* **EXERCISE**:
In the material below, the lines containing the word "fixes" are required; copy each of them.

* **RAW DATA**:
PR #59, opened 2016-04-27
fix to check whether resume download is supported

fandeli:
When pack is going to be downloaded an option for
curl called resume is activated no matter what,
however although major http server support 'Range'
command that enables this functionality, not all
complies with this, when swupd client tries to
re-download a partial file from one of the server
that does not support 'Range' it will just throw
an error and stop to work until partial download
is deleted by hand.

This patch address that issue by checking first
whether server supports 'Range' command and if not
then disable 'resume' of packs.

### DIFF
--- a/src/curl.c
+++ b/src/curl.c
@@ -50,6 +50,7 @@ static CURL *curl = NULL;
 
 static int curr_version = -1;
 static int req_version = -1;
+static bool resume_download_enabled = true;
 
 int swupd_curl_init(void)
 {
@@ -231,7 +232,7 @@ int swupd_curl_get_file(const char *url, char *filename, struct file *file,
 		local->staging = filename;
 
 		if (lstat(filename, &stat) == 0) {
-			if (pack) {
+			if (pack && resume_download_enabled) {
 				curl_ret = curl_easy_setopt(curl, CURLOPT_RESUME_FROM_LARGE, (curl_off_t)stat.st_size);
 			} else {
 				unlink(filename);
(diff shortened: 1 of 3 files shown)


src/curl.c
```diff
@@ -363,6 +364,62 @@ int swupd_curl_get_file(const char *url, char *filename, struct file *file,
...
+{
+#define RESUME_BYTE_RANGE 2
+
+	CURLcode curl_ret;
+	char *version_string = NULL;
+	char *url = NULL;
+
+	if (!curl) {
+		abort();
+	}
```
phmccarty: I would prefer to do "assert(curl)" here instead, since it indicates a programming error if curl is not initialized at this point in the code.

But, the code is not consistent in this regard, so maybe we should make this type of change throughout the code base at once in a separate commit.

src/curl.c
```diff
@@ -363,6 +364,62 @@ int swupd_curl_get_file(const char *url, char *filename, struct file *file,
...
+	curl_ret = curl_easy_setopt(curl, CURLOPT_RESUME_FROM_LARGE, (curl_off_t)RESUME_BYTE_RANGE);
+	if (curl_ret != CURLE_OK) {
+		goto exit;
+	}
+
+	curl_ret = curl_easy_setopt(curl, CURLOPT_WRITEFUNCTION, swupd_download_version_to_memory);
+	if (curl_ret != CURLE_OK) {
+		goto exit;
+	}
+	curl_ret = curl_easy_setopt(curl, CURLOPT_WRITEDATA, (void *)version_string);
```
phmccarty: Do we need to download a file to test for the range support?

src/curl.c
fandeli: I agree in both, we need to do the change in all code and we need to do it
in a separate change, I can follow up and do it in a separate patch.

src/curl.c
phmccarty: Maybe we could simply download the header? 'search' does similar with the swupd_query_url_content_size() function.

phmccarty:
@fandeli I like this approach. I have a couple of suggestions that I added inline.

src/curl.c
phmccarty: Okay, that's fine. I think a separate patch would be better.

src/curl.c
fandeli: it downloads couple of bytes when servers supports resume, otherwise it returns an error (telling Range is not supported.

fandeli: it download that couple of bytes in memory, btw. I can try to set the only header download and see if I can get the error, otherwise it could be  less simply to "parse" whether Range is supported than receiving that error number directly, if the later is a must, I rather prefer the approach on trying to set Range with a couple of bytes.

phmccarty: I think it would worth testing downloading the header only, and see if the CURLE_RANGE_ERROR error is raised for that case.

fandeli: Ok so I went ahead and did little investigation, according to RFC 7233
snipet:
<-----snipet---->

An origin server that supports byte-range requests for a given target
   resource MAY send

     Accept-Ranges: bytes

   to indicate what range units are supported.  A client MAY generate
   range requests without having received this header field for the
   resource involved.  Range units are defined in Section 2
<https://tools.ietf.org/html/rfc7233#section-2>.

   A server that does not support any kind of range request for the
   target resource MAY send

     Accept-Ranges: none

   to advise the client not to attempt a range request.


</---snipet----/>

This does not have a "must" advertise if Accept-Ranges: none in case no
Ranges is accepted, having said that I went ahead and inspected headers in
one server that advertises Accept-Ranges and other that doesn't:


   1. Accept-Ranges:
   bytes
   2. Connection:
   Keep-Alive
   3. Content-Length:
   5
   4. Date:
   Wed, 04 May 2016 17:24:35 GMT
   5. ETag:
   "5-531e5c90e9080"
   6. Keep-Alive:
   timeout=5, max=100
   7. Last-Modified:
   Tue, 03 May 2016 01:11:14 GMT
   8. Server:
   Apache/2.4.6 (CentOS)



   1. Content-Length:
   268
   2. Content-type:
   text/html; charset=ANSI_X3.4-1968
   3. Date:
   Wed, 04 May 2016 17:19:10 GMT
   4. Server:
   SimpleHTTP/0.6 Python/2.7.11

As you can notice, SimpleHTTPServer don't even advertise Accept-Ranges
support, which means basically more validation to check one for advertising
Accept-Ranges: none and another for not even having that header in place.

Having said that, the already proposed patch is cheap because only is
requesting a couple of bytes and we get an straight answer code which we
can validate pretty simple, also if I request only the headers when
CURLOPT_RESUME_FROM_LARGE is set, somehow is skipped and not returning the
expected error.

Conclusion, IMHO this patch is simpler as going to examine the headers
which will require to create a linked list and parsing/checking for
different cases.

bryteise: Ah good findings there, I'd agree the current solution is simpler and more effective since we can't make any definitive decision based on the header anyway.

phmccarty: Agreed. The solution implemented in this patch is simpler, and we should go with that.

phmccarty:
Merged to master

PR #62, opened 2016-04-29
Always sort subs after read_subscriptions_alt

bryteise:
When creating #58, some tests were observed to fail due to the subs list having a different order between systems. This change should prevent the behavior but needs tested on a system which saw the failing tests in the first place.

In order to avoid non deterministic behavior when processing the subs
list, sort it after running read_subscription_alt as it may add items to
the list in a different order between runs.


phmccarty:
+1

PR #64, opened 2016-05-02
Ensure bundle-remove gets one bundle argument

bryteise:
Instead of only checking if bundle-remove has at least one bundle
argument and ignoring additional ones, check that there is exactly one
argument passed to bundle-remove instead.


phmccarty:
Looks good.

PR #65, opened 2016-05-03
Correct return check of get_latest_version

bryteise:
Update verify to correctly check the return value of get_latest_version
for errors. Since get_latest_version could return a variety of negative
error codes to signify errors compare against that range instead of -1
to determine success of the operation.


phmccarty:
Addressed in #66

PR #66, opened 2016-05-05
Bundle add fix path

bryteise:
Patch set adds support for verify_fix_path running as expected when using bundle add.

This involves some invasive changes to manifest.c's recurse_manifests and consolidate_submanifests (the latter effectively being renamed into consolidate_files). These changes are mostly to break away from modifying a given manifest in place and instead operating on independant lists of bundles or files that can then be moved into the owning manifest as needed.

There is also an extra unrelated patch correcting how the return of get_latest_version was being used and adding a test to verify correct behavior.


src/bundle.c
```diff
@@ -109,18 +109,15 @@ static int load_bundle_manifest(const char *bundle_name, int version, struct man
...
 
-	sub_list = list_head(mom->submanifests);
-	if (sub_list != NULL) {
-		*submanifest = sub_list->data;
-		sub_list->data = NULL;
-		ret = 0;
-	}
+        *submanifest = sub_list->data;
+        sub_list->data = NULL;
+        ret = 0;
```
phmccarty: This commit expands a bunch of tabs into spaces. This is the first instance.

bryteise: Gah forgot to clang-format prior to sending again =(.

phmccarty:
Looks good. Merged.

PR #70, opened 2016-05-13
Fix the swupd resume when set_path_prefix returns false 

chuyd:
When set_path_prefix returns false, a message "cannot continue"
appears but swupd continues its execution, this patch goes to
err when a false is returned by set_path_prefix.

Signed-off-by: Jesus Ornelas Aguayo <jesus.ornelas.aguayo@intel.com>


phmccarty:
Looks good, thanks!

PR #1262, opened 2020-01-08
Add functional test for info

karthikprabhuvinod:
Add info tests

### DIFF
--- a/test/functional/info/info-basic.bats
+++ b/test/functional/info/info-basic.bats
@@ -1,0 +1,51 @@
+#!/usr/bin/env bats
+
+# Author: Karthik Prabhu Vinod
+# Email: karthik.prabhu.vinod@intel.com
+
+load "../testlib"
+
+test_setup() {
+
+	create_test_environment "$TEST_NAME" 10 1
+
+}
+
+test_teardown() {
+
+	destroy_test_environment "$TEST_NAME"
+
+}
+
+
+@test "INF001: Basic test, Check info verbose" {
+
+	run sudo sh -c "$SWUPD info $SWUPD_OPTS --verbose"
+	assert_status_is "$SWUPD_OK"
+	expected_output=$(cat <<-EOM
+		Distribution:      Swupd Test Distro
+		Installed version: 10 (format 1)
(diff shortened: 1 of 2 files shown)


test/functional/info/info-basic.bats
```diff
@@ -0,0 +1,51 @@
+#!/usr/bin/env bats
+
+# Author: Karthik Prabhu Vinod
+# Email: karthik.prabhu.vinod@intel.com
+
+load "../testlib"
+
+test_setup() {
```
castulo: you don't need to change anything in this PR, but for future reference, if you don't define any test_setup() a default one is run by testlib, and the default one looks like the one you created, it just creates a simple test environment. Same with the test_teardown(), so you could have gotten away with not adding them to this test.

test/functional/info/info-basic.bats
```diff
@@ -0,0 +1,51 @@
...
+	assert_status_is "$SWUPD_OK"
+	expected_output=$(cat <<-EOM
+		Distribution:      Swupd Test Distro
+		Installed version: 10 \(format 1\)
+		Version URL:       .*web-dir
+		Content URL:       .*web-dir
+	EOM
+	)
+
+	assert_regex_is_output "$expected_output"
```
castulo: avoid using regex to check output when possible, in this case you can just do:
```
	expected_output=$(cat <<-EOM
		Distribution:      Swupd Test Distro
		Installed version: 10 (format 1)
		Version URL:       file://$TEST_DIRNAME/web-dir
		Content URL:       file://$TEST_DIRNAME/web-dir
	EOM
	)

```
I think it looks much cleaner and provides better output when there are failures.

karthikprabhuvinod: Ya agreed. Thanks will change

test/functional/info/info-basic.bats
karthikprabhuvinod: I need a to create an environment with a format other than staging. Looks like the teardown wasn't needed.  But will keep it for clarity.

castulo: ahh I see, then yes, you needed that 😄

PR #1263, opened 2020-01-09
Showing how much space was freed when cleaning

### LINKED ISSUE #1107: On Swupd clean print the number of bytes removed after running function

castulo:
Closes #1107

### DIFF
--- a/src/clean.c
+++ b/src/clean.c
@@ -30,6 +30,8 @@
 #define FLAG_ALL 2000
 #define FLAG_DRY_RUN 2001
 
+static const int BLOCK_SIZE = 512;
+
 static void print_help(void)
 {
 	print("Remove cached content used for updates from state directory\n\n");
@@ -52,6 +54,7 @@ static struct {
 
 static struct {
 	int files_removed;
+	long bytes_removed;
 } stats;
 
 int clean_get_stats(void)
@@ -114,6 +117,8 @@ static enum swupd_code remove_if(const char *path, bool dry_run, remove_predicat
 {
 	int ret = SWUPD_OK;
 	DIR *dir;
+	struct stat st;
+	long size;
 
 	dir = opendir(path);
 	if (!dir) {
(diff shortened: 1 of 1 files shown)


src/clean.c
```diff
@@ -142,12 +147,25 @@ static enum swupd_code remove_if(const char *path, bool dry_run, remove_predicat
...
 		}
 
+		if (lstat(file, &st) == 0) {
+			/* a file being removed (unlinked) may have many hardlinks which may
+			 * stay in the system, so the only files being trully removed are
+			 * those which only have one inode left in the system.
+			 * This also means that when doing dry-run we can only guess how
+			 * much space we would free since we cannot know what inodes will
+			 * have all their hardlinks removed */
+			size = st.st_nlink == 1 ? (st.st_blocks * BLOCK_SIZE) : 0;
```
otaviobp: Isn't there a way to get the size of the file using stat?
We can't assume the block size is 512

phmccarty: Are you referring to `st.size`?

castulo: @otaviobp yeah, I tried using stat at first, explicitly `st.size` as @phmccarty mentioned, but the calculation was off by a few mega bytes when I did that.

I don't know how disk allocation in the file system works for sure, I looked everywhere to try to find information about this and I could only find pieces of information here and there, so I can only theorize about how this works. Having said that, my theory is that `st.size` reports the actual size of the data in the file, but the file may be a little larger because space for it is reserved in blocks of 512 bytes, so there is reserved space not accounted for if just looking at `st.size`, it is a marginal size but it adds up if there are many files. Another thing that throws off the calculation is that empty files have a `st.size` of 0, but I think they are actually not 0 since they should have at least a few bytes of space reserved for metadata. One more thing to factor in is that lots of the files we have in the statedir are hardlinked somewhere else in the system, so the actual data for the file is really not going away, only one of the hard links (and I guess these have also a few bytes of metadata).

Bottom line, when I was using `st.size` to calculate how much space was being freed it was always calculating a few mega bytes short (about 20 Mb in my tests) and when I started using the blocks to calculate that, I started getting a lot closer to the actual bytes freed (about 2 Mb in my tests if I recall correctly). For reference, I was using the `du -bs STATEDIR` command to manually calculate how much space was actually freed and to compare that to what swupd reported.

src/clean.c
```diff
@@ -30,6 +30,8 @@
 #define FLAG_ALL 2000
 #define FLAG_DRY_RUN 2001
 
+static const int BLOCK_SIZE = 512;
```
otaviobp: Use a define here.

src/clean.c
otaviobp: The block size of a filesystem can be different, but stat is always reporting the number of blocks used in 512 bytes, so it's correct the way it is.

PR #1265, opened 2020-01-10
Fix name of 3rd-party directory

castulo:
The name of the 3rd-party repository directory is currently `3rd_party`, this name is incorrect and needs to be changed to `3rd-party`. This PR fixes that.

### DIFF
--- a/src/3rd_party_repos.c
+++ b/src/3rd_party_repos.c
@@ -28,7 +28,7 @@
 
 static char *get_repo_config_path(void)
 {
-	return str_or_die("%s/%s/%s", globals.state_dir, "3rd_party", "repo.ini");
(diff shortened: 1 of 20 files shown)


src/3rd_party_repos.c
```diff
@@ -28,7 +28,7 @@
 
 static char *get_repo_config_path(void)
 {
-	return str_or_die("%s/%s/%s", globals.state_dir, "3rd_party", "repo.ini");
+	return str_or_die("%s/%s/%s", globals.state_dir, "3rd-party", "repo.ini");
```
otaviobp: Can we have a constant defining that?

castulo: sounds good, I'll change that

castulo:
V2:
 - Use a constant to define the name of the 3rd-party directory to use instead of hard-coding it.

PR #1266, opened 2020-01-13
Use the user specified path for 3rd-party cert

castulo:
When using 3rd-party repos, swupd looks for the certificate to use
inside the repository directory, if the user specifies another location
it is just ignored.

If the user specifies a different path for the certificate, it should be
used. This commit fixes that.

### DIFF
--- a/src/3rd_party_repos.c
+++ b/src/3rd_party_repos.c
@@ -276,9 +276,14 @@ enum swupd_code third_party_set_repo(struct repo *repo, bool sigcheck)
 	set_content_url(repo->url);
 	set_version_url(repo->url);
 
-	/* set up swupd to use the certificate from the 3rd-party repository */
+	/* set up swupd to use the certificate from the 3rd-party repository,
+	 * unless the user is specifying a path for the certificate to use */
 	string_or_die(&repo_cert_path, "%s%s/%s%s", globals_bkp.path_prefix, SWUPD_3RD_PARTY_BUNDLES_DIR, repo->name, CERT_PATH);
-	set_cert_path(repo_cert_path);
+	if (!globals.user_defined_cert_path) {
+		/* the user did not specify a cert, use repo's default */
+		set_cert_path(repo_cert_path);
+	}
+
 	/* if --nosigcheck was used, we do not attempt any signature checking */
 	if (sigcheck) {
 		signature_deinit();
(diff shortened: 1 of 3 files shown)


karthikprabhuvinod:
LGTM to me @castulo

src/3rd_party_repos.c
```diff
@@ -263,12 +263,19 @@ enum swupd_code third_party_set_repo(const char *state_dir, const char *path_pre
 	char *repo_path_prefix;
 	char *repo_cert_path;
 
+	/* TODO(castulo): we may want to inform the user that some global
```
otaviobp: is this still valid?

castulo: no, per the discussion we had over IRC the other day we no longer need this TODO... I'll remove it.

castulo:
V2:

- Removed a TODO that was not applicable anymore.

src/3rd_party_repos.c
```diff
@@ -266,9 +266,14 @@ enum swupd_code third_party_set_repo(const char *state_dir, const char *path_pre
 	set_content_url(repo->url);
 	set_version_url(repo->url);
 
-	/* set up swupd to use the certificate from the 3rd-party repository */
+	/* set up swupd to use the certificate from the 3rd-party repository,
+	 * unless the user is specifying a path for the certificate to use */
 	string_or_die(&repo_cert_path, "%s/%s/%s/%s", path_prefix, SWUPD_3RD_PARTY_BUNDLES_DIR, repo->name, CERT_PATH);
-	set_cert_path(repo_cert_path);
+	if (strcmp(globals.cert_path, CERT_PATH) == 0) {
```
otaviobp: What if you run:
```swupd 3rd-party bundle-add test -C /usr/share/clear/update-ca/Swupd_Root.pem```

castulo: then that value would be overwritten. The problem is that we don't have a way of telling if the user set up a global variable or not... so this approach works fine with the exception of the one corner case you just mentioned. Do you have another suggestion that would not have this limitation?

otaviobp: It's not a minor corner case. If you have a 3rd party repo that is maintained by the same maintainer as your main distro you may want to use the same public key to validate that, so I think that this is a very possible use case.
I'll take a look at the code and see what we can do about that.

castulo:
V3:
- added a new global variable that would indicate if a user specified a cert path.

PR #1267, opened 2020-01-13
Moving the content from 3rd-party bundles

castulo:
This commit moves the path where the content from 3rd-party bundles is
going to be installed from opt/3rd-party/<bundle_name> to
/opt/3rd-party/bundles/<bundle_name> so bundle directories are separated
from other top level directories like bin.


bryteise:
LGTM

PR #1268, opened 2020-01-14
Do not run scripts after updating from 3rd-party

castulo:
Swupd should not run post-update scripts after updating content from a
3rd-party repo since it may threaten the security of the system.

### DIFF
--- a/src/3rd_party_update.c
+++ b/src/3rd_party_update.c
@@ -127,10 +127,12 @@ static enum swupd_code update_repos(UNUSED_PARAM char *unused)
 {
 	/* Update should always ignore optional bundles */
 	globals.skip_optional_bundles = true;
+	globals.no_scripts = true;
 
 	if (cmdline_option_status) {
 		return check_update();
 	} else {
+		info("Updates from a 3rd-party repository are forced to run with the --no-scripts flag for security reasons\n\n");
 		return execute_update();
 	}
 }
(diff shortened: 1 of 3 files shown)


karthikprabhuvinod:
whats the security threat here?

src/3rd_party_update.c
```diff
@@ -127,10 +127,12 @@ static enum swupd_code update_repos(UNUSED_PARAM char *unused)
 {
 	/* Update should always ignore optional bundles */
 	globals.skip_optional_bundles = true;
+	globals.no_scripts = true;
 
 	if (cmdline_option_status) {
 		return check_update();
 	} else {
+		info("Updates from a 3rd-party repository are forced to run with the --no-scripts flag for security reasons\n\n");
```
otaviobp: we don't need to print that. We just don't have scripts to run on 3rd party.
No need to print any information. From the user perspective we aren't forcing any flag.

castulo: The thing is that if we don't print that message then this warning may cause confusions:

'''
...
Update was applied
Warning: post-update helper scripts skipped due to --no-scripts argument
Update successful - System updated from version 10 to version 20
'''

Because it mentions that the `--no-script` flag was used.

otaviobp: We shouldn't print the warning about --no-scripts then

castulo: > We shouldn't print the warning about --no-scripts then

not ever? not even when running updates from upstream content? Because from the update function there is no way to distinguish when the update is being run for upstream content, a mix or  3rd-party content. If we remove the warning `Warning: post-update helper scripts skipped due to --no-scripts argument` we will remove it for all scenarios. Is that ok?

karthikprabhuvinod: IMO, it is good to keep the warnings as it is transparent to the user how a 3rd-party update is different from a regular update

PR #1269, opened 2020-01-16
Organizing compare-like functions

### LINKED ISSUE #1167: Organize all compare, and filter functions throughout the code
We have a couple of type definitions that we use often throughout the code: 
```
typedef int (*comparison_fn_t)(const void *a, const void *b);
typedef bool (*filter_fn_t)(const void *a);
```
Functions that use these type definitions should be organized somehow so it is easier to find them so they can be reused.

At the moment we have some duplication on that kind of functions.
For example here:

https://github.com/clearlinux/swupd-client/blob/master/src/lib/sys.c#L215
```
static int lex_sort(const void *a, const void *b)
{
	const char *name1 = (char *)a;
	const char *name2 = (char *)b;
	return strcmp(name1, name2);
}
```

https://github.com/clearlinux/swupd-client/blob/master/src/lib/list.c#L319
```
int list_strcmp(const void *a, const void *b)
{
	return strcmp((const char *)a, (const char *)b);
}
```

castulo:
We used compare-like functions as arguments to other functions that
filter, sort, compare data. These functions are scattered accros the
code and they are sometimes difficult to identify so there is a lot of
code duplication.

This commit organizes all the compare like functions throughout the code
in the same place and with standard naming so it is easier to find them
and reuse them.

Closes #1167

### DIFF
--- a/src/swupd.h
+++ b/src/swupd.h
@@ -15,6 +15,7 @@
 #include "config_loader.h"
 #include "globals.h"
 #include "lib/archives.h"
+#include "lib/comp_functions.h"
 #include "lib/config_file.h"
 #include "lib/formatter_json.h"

* **ANSWER SPACE**:
The name of the 3rd-party repository directory is currently `3rd_party`, this name is incorrect and needs to be changed to `3rd-party`. This PR fixes that.
used. This commit fixes that.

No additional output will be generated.